The “parent” names have to each have a certain age, and cannot have been used recently.

In STACKs, it should be possible for the .cryptokitties namespace creator to specify these constraints as an on-chain program when they create the namespace. STACKs would enforce these constraints by evaluating this on-chain program on each name operation on a .cryptokitties name. If all constraints are met, then the operation is accepted and processed. If not, then the operation is ignored.

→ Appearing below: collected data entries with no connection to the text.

Issue #918, opened 2023-03-21
[Task] Add dark mode


maxcao13:
## Describe the feature
Seems like patternfly silently added dark mode components but have not documented it. This is what it looks like with Cryostat:

Dashboard:
![image](https://user-images.githubusercontent.com/69827283/226744437-75152c17-f6e1-437c-ab69-eb66598498af.png)

Topology:
![image](https://user-images.githubusercontent.com/69827283/226743948-7e7bd4cf-4afd-4ac2-b9e2-7e87e6e50cc1.png)

Recordings:
![image](https://user-images.githubusercontent.com/69827283/226744565-0e757b9e-0bc3-417e-877c-81a773ba90b6.png)

Some components may look a bit weird with this color scheme but I think at least having the option in for now doesn't hurt for this release. It is really easy to implement anyways because it is just adding a class to the document element.

PR #925, opened 2023-03-27
feat(themes): add 'dark mode' theme

maxcao13:
# Welcome to Cryostat! 👋

Fixes: #918

## Description of the change:
* Adds dark mode option to Cryostat. :smile: 
There may still be potential dark mode conflicting css styles in the code, I tried my best to fix them all.

* fixed popovers + tooltips to appendTo portalRoot instead of document body.
* renamed `Language & Region` Settings category to `General`.
* fixed dependency cycles with `Settings.tsx`

## How to manually test:
1. Run normally and go to settings and go to `General` to try out dark mode.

What programming language facilities would an on-chain program need to accomplish something like this? A few come to mind:

Read fields for a name from the name database, such as value_hash
Read fields from a name’s history in the name database, such as the block height of the last transaction that affected a name.
Read fields of the transaction under consideration (i.e. “if transaction.op == NAME_UPDATE, then REJECT”)
Perform cryptographic operations on the transaction being considered (i.e. if transaction.value_hash != hash(parent1.value_hash, parent2.value_hash), then REJECT)

While Blockstack’s Python library gives a way to implement off-chain programs (albeit not in a particularly domain-specific way), there are currently no facilities to implement on-chain programs like the above. However, it is something we’d like to add in order to allow developers to extend the Blockstack VM’s consensus rules in application-specific ways.

ethanscott · June 8, 2018, 9:42am

Hello all,
I know this post is a little old but I recently started checking out this solidity tutorial and thought I’ll give it a whirl.
After looking at this post, I am skeptical as to whether I should be continuing with the course because all the issues you guys are facing.
If possible, could you guys also suggest an alternate contract-oriented programming language.
Also, how often do you guys face these issues?